[Stored items]

***

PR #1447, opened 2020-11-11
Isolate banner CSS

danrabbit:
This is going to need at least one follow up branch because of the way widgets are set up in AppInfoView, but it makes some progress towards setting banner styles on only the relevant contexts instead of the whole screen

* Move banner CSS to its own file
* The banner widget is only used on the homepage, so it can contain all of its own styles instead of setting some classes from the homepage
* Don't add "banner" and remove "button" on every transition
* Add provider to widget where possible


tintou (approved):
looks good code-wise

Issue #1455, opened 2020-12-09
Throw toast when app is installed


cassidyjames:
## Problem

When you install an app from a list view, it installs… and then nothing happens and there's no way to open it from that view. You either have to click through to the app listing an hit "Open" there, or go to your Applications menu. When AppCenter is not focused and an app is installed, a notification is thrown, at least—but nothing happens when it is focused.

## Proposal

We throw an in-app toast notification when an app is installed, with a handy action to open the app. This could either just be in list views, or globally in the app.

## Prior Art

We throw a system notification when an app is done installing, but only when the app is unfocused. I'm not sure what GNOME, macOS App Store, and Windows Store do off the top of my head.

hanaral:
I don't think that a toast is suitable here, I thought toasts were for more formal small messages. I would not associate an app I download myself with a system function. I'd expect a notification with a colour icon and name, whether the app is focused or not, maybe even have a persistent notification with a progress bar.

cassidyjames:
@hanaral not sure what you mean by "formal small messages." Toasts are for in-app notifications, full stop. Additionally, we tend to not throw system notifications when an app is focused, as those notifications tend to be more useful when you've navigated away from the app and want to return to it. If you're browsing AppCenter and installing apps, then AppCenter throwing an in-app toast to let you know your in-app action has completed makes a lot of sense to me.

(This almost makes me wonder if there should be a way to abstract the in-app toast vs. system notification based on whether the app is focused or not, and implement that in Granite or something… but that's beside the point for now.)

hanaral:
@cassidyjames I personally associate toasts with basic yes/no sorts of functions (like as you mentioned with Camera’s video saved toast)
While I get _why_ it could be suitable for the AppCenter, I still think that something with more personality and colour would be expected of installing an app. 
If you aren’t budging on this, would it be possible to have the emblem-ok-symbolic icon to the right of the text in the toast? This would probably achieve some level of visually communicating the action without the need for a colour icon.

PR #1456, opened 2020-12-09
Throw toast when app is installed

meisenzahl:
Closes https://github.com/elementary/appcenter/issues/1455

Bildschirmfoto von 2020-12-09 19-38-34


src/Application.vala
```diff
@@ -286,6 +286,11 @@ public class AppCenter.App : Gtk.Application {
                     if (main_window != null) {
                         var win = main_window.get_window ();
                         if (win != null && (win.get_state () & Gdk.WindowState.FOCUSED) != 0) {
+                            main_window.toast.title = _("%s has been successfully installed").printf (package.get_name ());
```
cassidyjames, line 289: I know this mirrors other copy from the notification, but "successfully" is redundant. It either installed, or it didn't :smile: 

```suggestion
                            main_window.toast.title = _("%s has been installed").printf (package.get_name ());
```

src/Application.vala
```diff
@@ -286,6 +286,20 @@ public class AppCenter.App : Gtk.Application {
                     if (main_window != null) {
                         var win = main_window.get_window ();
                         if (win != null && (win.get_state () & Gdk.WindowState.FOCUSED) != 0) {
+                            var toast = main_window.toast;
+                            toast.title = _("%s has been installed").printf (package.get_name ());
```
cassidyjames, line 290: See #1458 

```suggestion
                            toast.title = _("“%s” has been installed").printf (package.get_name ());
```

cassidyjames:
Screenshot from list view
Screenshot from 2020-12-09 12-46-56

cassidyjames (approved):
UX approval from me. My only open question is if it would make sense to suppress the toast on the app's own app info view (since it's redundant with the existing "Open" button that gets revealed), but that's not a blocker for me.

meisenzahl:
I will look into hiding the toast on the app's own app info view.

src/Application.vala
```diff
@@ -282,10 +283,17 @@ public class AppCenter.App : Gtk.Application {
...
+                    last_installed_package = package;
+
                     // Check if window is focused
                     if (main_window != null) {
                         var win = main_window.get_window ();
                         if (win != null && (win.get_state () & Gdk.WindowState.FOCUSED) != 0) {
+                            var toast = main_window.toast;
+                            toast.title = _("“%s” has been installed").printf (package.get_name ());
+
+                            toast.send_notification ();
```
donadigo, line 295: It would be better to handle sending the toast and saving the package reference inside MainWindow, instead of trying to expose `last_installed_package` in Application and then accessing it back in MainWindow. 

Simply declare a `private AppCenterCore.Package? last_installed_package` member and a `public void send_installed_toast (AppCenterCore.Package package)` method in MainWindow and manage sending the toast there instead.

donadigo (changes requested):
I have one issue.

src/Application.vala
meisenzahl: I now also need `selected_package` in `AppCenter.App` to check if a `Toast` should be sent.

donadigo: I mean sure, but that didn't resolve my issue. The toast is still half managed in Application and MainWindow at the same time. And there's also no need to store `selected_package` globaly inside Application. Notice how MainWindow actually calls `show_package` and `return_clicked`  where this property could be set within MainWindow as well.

***

What you are asked to do —
Nothing but the lines above from the one containing "## Prior Art" through the one containing "While I get" should appear in the answer, each repeated exactly.

Expected output —
## Prior Art

We throw a system notification when an app is done installing, but only when the app is unfocused. I'm not sure what GNOME, macOS App Store, and Windows Store do off the top of my head.

hanaral:
I don't think that a toast is suitable here, I thought toasts were for more formal small messages. I would not associate an app I download myself with a system function. I'd expect a notification with a colour icon and name, whether the app is focused or not, maybe even have a persistent notification with a progress bar.

cassidyjames:
@hanaral not sure what you mean by "formal small messages." Toasts are for in-app notifications, full stop. Additionally, we tend to not throw system notifications when an app is focused, as those notifications tend to be more useful when you've navigated away from the app and want to return to it. If you're browsing AppCenter and installing apps, then AppCenter throwing an in-app toast to let you know your in-app action has completed makes a lot of sense to me.

(This almost makes me wonder if there should be a way to abstract the in-app toast vs. system notification based on whether the app is focused or not, and implement that in Granite or something… but that's beside the point for now.)

hanaral:
@cassidyjames I personally associate toasts with basic yes/no sorts of functions (like as you mentioned with Camera’s video saved toast)
While I get _why_ it could be suitable for the AppCenter, I still think that something with more personality and colour would be expected of installing an app. 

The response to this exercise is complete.